CDI Strategies - Volume 17, Issue 8

Q: For those patients who are flagging due to a procedure unrelated to the first, what do you do with those? If the issue is found during the surgery and taken care of, they don’t require a trip back to the operating room, but the patient then needs an NG tube to drain their stomach, and it’s now flagging for PSI 15. What should we do in these cases?

A: This seems to be an issue for many organizations. PSI 15 was meant to capture the worst events, but code 0D9970Z, Drainage of duodenum with drainage device via natural or artificial opening, is a PCS code listed for inclusion for PSI 15. The patient would need to have a coded accidental tear or laceration coded as well as the PCS codes for abdominal/pelvic surgery. Which brings us back to the question of whether we report a serosal tear that did not change the course of care or the course of the surgery.

I do believe I have found a much easier solution to this specific reporting problem, and it comes from an example from the Coding Clinic.

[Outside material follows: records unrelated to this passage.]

Issue #3409, opened 2026-04-28
spec: let leaf brand.json carry an optional house pointer (or relax variant exclusivity) for parent-asserted hierarchies


bokelley:
## Status

**Reframed and ready for spec-owner decision.** Original proposal duplicated existing primitives. See the spec-review comment below for the analysis. Two design options to choose between; either is small.

## The actual gap

`brands.house_domain` is now load-bearing for cross-org auto-provisioning (PRs #3378, #3430, #3450). Today it's populated by:

1. The LLM classifier (`brand-classifier.ts`) — Sonnet inferring parent from Brandfetch + crawled signals
2. Admin PATCH on `/api/admin/brand-enrichment/brand/:domain`

Both are *guesses*. The brand itself never says "I'm owned by X" or "I own these brands." Without a parent-asserted trust signal, hierarchical auto-provisioning has to stay opt-in by default, gated on weak heuristics, and supplemented with audit-log + revocation tooling. We accept that today; the long-term fix is to let brands assert their own hierarchy authoritatively.

## What already exists in brand.json (3.0.0-beta.3)

The **house-portfolio variant** already covers parent → child assertion:

- A `brands[]` array on a portfolio brand.json lets the parent declare owned brands with `parent_brand` strings, ids, and `properties[]` that resolve to child domains
- A top-level `house` object exists for the master brand
- `core/brand-ref.json` (`{ house, brand_id }`) is the canonical pointer between brands
- Keller architecture (`master`/`sub_brand`/`endorsed`/`independent`) is already a vocabulary

What's missing: a **leaf** brand.json (the standalone variant) currently has no way to point UP at a `house`. The four variants are mutually exclusive per `docs/brand-protocol/brand-json.mdx:25`.

## Two design options (need spec-owner pick)

**Option A — relax mutual exclusivity.** Let a leaf brand.json carry an optional `house` pointer alongside its own identity. Smallest schema change; existing files validate unchanged. Minor bump to brand-manifest schema if we change the variant model; patch if it's purely additive.

**Option B — add `portfolio_brands: [BrandRef]` to brand-manifest.json.** Re-uses `brand-ref.json` (the canonical hierarchical pointer) rather than minting a new `{name, domain}` shape. Strictly additive — patch-level changeset, no breaking change.

## Trust model the spec should encode

- **Parent → child is the canonical trust edge.** Parent's portfolio is what we trust; child's claim is supportive metadata. Without (a), you get a draw on conflict.
[...]

PR #3533, opened 2026-04-29
docs(brand-protocol): RFC for distributed brand.json

bokelley:
Tracks #3409. Draft RFC — not normative; needs spec-owner sign-off before any schema or code changes.

## Summary

Proposes evolving brand.json from a monolithic house portfolio (one big document containing inline child-brand definitions) to a collection of canonical per-brand documents linked by mutual-assertion pointers. Hosting (static, CDN, brand-agent, AAO-hosted, self-hosted) is independent of the data model and stays an implementation choice.

## Key proposed changes

- Each brand publishes one canonical brand.json owning its own attributes
- New `house` pointer for declaring an immediate parent (multi-level chains via recursion: StreetKix → Converse → Nike)
- New `brand_refs[]` field replacing inline `brands[]` content (pointer-only `{id, domain}`)
- New `house_attributes` block for inheritable house-wide metadata (privacy, compliance, corporate entity)
- Mutual-assertion as the canonical trust primitive — child's `house` must be reciprocated by parent's `brand_refs[]`
- Hosting decoupled from data model — small publishers can host on AAO, holdcos can run their own brand-agent, sub-brands can delegate to a parent's brand-agent

## Migration

3.x accepts both shapes with deprecation warnings; brand-protocol 2.0 (decoupled from AdCP major) cuts over.

## Where it lives

`docs/brand-protocol/proposals/distributed-brand-json-rfc.mdx` — under a new "Proposals" subgroup in the brand-protocol nav.

## Test plan
- [ ] Spec-owner review on data model (`house`, `brand_refs[]`, `house_attributes`)
- [ ] Trust-model review (mutual-assertion as canonical primitive; conflict resolution table)
- [ ] Migration-path review (3.x dual-shape acceptance → 2.0 cutover)
- [ ] AAO-API ergonomic note acknowledged (server-side merge keeps the protocol clean)
- [ ] Decision on open questions before promoting from RFC to normative

### DIFF
--- a/.changeset/distributed-brand-json-rfc.md
+++ b/.changeset/distributed-brand-json-rfc.md
@@ -1,0 +1,16 @@
+---
+---
+
+Draft RFC for distributed brand.json — propose evolving from monolithic house portfolio (one big document containing inline child brand definitions) to a collection of canonical per-brand documents linked by mutual-assertion pointers.
+
+The RFC lives at `docs/brand-protocol/proposals/distributed-brand-json-rfc.mdx` (linked from the brand protocol nav under "Proposals"). Tracking discussion is in [#3409](https://github.com/adcontextprotocol/adcp/issues/3409). Not yet normative — needs spec-owner sign-off before any code or schema changes land.
+
+Key proposed changes (subject to discussion):
+- Each brand publishes one canonical brand.json owning its own attributes
+- New `house` pointer field for declaring an immediate parent (multi-level chains via recursion)
+- New `brand_refs[]` field replacing inline `brands[]` content (pointer-only `{id, domain}`)
+- New `house_attributes` block for inheritable house-wide metadata (privacy, compliance, corporate entity)
+- Mutual-assertion as the canonical trust primitive — child's `house` must be reciprocated by parent's `brand_refs[]`
+- Hosting (static, CDN, brand-agent, AAO-hosted, self-hosted) is independent of the data model and stays an implementation choice
+
+Migration path defined: 3.x accepts both shapes with deprecation warnings; brand-protocol 2.0 (decoupled from AdCP major) cuts over.
--- a/docs.json
+++ b/docs.json
@@ -442,6 +442,12 @@
                           "docs/brand-protocol/tasks/acquire_rights",
                           "docs/brand-protocol/tasks/update_rights"
                         ]
+                      },
+                      {
+                        "group": "Proposals",
+                        "pages": [
+                          "docs/brand-protocol/proposals/distributed-brand-json-rfc"
+                        ]
                       }
                     ]
                   },
--- a/docs.json
+++ b/docs.json
@@ -442,12 +442,6 @@
                           "docs/brand-protocol/tasks/acquire_rights",
                           "docs/brand-protocol/tasks/update_rights"
                         ]
-                      },
-                      {
-                        "group": "Proposals",
-                        "pages": [
-                          "docs/brand-protocol/proposals/distributed-brand-json-rfc"
-                        ]
                       }
                     ]
                   },
--- a/docs/brand-protocol/proposals/distributed-brand-json-rfc.mdx
+++ b/docs/brand-protocol/proposals/distributed-brand-json-rfc.mdx
@@ -166,6 +166,8 @@ Real holdcos delegate brand management to agency networks. WPP plc owns brands b
 
 If WPP changes the manager (BBH → directly managed → Ogilvy), only WPP's brand_refs[] entry updates. The leaf doesn't churn. If BBH disagrees with the management claim, that's a legal/business matter, not a protocol concern.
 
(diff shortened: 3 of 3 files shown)


pkras:
OK OK reviewing - initial thoughts

1. Might be good to add on top the exact problem we are solving - describing a structural change but is there a visible pain point in the current model and if so - the way i read it: it is that holdco brand teams can't independently update their own data? I think putting this on top will be beneficial also as we are rolling this out. Primarily seems like an operational ownership problem - e.g. ff Converse wants to update their logo in AdCP, someone has to edit Nike's file. Then that becomes an operational pain that gets worse as portfolios get larger and brand teams get more autonomous.

2. What happens to brands that don’t have their own domain - nike sb vs jordan use case, first does not have it, second one does not. Lots of sub brands live entirely under parent’s domain -> 
- option a)canonical doc lives at the path not just domain - like nike.com/.well-known/brand.json/sb or a registry-hosted URL like agenticadvertising.org/brands/nike-sb/brand.json. The brand_refs[] pointer becomes {domain, brand_id, location?} where location is the canonical URL if it's not at the standard well-known path. -> here we have each brand owns it’s own canonical doc without saying that brand needs to get a domain
- option b) brands with their own domain get canonical per-brand docs, brands without stay inline under the parent. not clean but reality matching?
- option c) ? 

3. House field "collision"  -> house already means something different 
option a) renaming and migration.... but this is a breaking change i guess
e.g.Child's file: parent_brand_domain: "nikeinc.com" so it clearly means "my parent is here"
e.g. Parent's file: keep house as the object, or rename that too to something like house_identity
option b) version gating? like we say e.g. In v3, house stays as-is (both variants). In v4, house is formally split and string variant is deprecated, new field takes over

bokelley:
Thanks @pkras — addressed all three in 424e0f4a:

**1. Lead with the operational pain.** Motivation now opens with the Converse-can't-update-its-own-logo vignette. Brand teams own identity; the protocol forces a single ops choke point at the corporate parent.

**2. Brands without their own domain.** Going **hybrid** rather than path-pointers — closer to your option (b), framed positively:
- `brands[]` stays first-class (no longer deprecated). Inline children = parent owns the data. Best for sub-brands without their own domain (Nike SB) or holdco-managed brands.
- `brand_refs[]` is the new pointer shape. Used when a child has its own domain *and* wants self-publish authority (Converse, Jordan).
- A house mixes freely. Migration is pull-based per-child, not a forced cutover. No `location?` on the pointer needed — domainless brands just stay inline.

**3. `house` field collision.** Renamed the child-side pointer to `parent_house`. Existing `house: {domain, name, architecture}` on the root keeps its current meaning. Two distinct fields, no overload, no version-gating needed.

**Bonus simplification:** flat hierarchy. Only the house declares ownership; a brand cannot have its own `brand_refs[]`. Multi-level real-world arrangements (StreetKix run by Converse but legally owned by Nike, Inc.) flatten in the data model — StreetKix's `parent_house` points to nikeinc.com directly. Operational delegation is internal to Nike's org, not a protocol concept. Trust model collapses to a single hop.

bokelley:
Concrete schema cut for review: **#3764** (DRAFT). Reviewers can see the actual JSON Schema diffs (new `Brand Canonical Document` variant + `brand_refs[]` / `house_attributes` / `parent_house` fields) and react to the real shape rather than prose. Will land only after this RFC ratifies.

bokelley:
**RFC v3 + tightening commit `91f80f5be7`** — second-round expert review (protocol, code, product) all returned with no blockers. Three substantive RFC tightenings folded in:

1. **`managed_by` normative language.** Spec now says: MUST NOT be used for trust/auth decisions; verifiers MUST ignore for authorization. UIs SHOULD render as unilateral house claim, not aggregate cross-house.
2. **Compliance fields strictest-of resolution.** Identity fields (logos, voice, tone) stay brand-wins. Compliance/governance fields (data_subject_contestation, compliance_policies, regulated-category flags) resolve as union/strictest of house-level and brand-level — brand cannot weaken house assertions, only add stricter constraints. Closes the "brand publishes weaker contestation policy than its house" hole the product expert flagged.
3. **Standalone resolution rule.** Absence of \`house_domain\` ⇒ standalone, regardless of any one-sided \`brand_refs[]\` claim from a third-party house.

Plus:
- New **Conformance** section formalizing the invariants validators must enforce (brand_id cross-array + within-array uniqueness, mutual-assertion as canonical trust primitive, managed_by non-trust, strictest-of for compliance, 180-day TTL).
- New **Prior art** section citing IAB Tech Lab ads.txt/sellers.json — same reciprocal-publication trust shape, deployed industry pattern.

No structural changes to the data model. Pairs with impl PR #3764 commit \`07cfa8c61\`.

bokelley:
Superseded by #4505 (merged 2026-05-14). RFC content folded into the normative spec at docs/brand-protocol/brand-json.mdx per the plan in #3910. The proposals/distributed-brand-json-rfc.mdx file is deleted; everything load-bearing from the RFC now lives in the normative spec.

Per the Coding Clinic, insertion of nasogastric tube for drainage and feeding, second quarter 2015, p. 29 (bold added):

Question:

A nasogastric (NG) tube was inserted for drainage. The next day, tube feedings were ordered using the existing NG tube. What is the correct root operation(s) for the insertion of a single NG tube used for drainage and feeding?

Answer:

The placement of a nasogastric tube does not need to be coded in the inpatient setting. However, for facilities that wish to collect this information, assign the following ICD-10-PCS codes:

0D9670Z
Drainage of stomach with drainage device, via natural or artificial opening

3E0G76Z
Introduction of nutritional substance into upper GI, via natural or artificial opening

My advice is to work with your coding team and develop guidelines within your organization. As instructed by Coding Clinic, this PCS code does not need to be coded for the inpatient setting, so coders are not required to capture it. This should eliminate triggering PSI 15 due to an NG tube placement.